Big agriculture loves this scheme. According to the CATO institute, “Most expensive is Washington's 54 cent-per-gallon tax break for gasohol. This special-interest loophole accounts for the bulk of the more than $10 billion in subsidies to ADM since 1980. All told, analyst James Bovard estimates that every dollar in profits earned by ADM costs taxpayers $30.” (www.cato.org/dailys/10-02-97.html ) (see also “How ADM makes a killing on ethanol, NY Times, June 25, 2006.”)
The top five corn-producing states are (Iowa, Illinois, Nebraska, Minnesota, and Indiana (www.econedlink.org/lessons/EM453/docs/em453_Corn_Production_Det_Answers.pdf ). It wouldn’t take much detective work to conclude that the lion’s share of government farm subsidy for corn goes to these states.
And isn’t it fascinating that agribusiness ranks eleventh among all political action committees in donating money to congressional candidates, $44.6 million in 2005 alone (which was not even an election year), 68% of it to Republicans, the rest to Democrats. (www.opensecrets.org).
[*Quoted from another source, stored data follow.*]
PR #1413, opened 2025-08-04
Substantially improve performance of search request filtering

jpdillingham:
Long story short, I discovered the CPU utilization rose substantially for each entry in the list of incoming search request filters, as did garbage collection pressure.  I finally tracked it down to inefficiencies of `IEnumerable` handling; to iterate over one (such as `Any()` in this example) a whole state machine is created, and this can't be optimized out because of the dynamic nature.

I switched the type of collection for the compiled filter regular expressions from `IEnumerable` to `Regex[]` and the computation time for filtering dropped from ~45ms for a list of 30 filters to under 1ms (not sure how many ns but negligible).

image

Here we see, from left to right:

* 2 search filters
* Distributed network disabled (trying to find the source)
* 15 search filters
* 0 search filters

I'm positive that I've identified the culprit and have verified locally the benefits to this change.  I'm expecting performance with just about any number of filters to be the same as with zero filters once this change is deployed.

### DIFF
--- a/src/slskd/Application.cs
+++ b/src/slskd/Application.cs
@@ -135,7 +135,7 @@ namespace slskd
                 regexOptions |= RegexOptions.IgnoreCase;
             }
 
-            CompiledSearchResponseFilters = OptionsAtStartup.Filters.Search.Request.Select(f => new Regex(f, regexOptions));
+            CompiledSearchRequestFilters = OptionsAtStartup.Filters.Search.Request.Select(f => new Regex(f, regexOptions)).ToArray();
 
             State = state;
             State.OnChange(state => State_OnChange(state));
@@ -228,7 +228,7 @@ namespace slskd
         private ISearchService Search { get; set; }
         private IRelayService Relay { get; set; }
         private IMemoryCache Cache { get; set; } = new MemoryCache(new MemoryCacheOptions());
-        private IEnumerable<Regex> CompiledSearchResponseFilters { get; set; }
+        private Regex[] CompiledSearchRequestFilters { get; set; }
         private IEnumerable<Guid> ActiveDownloadIdsAtPreviousShutdown { get; set; } = Enumerable.Empty<Guid>();
         private Options.FlagsOptions Flags { get; set; }
         private IReadOnlyCollection<string> ExcludedSearchPhrases { get; set; } = Enumerable.Empty<string>().ToList();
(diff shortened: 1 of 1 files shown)


2048khz-gachi-rmx:
I'm pretty sure the real performance culprit comes from compiling new Regex instances over and over on each iteration, not from IEnumerable inefficiencies (i assume you meant that?). Compiled Regex'es are (usually) faster than interpreted, but take a while to actually compile, so instantiations should be done once (like on startup).

```cs
using System;
using System.Linq;

class TestClass
{
    public TestClass(int idx)
        => Console.WriteLine($"Instantiated new class: {idx}");
}

class Program
{
    static void Main(string[] args)
    {
        var range = Enumerable.Range(0, 10).Select(x => new TestClass(x));
        range.Any(_ => false);
        range.Any(_ => false);
        range.Any(_ => false);
    }
}
```

Good job on spotting the issue though; i was beginning to have concerns regarding slskd's CPU usage with barely any activity

jpdillingham:
These have always been compiled once when the app starts (or when options change): https://github.com/slskd/slskd/blob/2bb92971e5e6414ad1d01aaca92808cbfe96fc72/src/slskd/Application.cs#L131-L138

The only real difference was the `.ToArray()`.  I think there may be a nuanced issue with using `IEnumerable<Regex>` for the property type but I didn't test changing just that.

Garbage collection pressure increased along with CPU, which makes me think there's some sort of synchronous collection going on along with the state machine lifecycle under the hood.

2048khz-gachi-rmx:
> The only real difference was the .ToArray().

IEnumerable produced by LINQ has [deferred evaluation](https://learn.microsoft.com/en-us/dotnet/standard/linq/deferred-execution-lazy-evaluation); it won't actually execute the expression until something forces it to materialize (`.Any()`, `.ToList()`, etc.). So, because `CompiledSearchResponseFilters` was storing an unmaterialized IEnumerable, each time something iterated over it (like calling `.Any()`), it was creating its' contents anew. And each time it did that, it was applying the `.Select(f => new Regex(f, regexOptions))`, thus recompiling all the regexes, which is slow

Just for demonstration purposes, you can try undoing the changes and then _also_ get rid of the `.Compiled` flag. It should be faster, since it's not recompiling Regex anymore.

jpdillingham:
That's right, I forgot about that.  I was just looking for similar optimizations in Soulseek.NET and was seeing `.ToList()` everywhere inside of constructors, so I knew this at one point :)

PR #1420, opened 2025-08-14
fix(docs): add missing prefixes to some environment variables

RalphORama:
Some of the environment variables in the configuration doc were missing the `SLSKD_` prefix, i.e. `ROOMS` should be `SLSKD_ROOMS`. I encountered this while setting up slskd with Docker Compose, as ROOMS were not auto-joining. I tested all of these changes and they all require the `SLSKD_` prefix in order to function correctly.

I also cleaned up the alignment in a few markdown tables while i was editing the file.


jpdillingham (approved):
Thanks!

PR #1434, opened 2025-08-31
#813 allow saving and loading filters in local storage

antonmihaylov:
Aims to solve https://github.com/slskd/slskd/issues/813 by introducing a way to save and load filters from the browser's local storage. 

Demo:
https://github.com/user-attachments/assets/3f4b10f2-2c65-4db0-896b-7fe7fc6643e5

### DIFF
--- a/src/web/src/config.js
+++ b/src/web/src/config.js
@@ -5,8 +5,18 @@ const rootUrl =
   process.env.NODE_ENV === 'production'
     ? urlBase
     : `http://localhost:${developmentPort}${urlBase}`;
-const apiBaseUrl = `${rootUrl}/api/v0`;
-const hubBaseUrl = `${rootUrl}/hub`;
+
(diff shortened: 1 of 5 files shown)


src/web/src/config.js
```diff
@@ -5,8 +5,18 @@ const rootUrl =
   process.env.NODE_ENV === 'production'
     ? urlBase
     : `http://localhost:${developmentPort}${urlBase}`;
-const apiBaseUrl = `${rootUrl}/api/v0`;
-const hubBaseUrl = `${rootUrl}/hub`;
+
+const apiBaseUrlFromLocalStorage = localStorage.getItem('apiBaseUrl');
```
antonmihaylov, line 9: not related to the issue, but i found it easier to be able to override the API url so i don't have to run the entire backend locally just for a frontend change

PR #1453, opened 2025-09-21
Support the ability for the web interface to listen on a unix socket

### LINKED ISSUE #1452: Ability to listen on unix sockets for web interface
Currently, I do not believe that it is possible for the slskd web interface to listen on a unix socket, e.g. `/run/slskd/slskd.sock`. This feature would be beneficial for setups where opening a network port is un-ideal (such as running behind network namespaces), and can allow for more secure communication between network services running on a machine.

Personally, I'd like for slskd's web interface to listen on a socket to then be reverse proxied by Caddy. This would significantly reduce the complexity of my setup, which utilizes some messy workarounds to achieve this through network namespaces. Rather than specifying ports that are open to the default namespace, then accessing the namespace address associated with slskd, I could simply reverse proxy to this socket from any namespace without the need to open any ports.

Other users can use sockets to avoid opening more network ports, or to specify which users/groups can access the service. There are arguments that this can result in better proxy performance due to the lack of networking overhead, however this can be debated.

Here's an example of what that'd look like through Caddy:
```caddy
reverse_proxy unix//run/slskd/slskd.sock {
    header_up Upgrade "websocket"
    header_up Connection "Upgrade"
}
```

encode42:
Closes #1452

I decided to work on this myself, as it was quite easy to implement. This hasn't been thoroughly tested, however it's currently running on my machine as described in the original issue!

### DIFF
--- a/config/slskd.example.yml
+++ b/config/slskd.example.yml
@@ -143,6 +143,7 @@
 #     certificate:
 #       pfx: ~
 #       password: ~
+#   socket: ~
 #   url_base: /
 #   content_path: wwwroot
 #   logging: false
--- a/docs/config.md
+++ b/docs/config.md
@@ -802,6 +802,7 @@ Logging of HTTP requests is disabled by default.
 | Command-Line      | Environment Variable       | Description                                       |
 | ----------------- | -------------------------- | ------------------------------------------------- |
 | `-l\|--http-port` | `SLSKD_HTTP_PORT`          | The HTTP listen port                              |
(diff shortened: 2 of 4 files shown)


jpdillingham:
Looks good, thanks!  I have just a couple nitpicks about placement (would like socket and port related stuff side by side), but I'll fix that after.

encode42:
Since the socket is unaffected by the port/HTTPS options, I figured to place it after each, since the port does impact HTTPS. `port -> https | socket` 😁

Somebody with journalistic skill and perseverance could follow this money trail to the end by checking the elected officials in the top corn states and where their campaign contributions came from (www.fec.gov/disclosure.shtml ). I haven’t got the patience or the stomach. But it would not surprise me to learn that the corn states were well-represented among senate and house members who voted for the corn-ethanol bill. Mutual back-scratching. Or is that symbiosis?
But let’s not forget the oil companies. They benefit too, even though the goal is to reduce consumption of gasoline. How so? They get huge government subsidies for the gesture of adding ethanol to their product. In California alone, big oil refineries collect about 500 million dollars a year for the service of adding 5.6% ethanol to their gas. (www.sfgate.com/cgi-bin/blogs/sfgate/detail?blogid=19&entry_id=12928 )
But surely, one might think, it is all worthwhile to save the planet! Ethanol produces only water as exhaust from the tailpipe. That has got to be better for global warming, right? Not really. Ramping up ethanol production, will cut greenhouse gases by 2/10 of 1% by 2017. Not much, but that’s something, at least, isn't it? Step in the right direction and all that?
But according to Slate online (www.slate.com/id/2122961 ) “making ethanol from corn requires 29 percent more fossil energy than the ethanol fuel itself actually contains.” If you count the coal and gas that have to be burned to get the ethanol out of the corn, it is a net increase, not decrease, in fossil fuel consumption. Burning ethanol as a gasoline additive actually results in a net energy loss of 65 percent (www.sciencedaily.com/releases/2005/03/050329132436.htm ).
But won’t improved technology increase the energy yield of ethanol over time? No. Ethanol simply has less energy than gasoline so you actually get fewer mpg out of your car when you use it. The original model T Ford ran on ethanol. Nothing has changed in the physics of its combustion. “If you get 30 mpg on gas, you'd get 20 mpg on pure ethanol. It has less than 2/3 the energy-per-gallon of gasoline. That's physics. EPA has measured every type of flexible-fuel car in the US fleet, and that's how it turned out in reality.” (http://zfacts.com/p/60.html ).
The outlook for ethanol is only slightly better if we look to sugar-cane or other biomass stock. But converting corn, a basic foodstuff, to transportation fuel, makes no economic or environmental sense at all. Its promotion by our government represents either unfathomable stupidity or blatant venality. Hard to decide.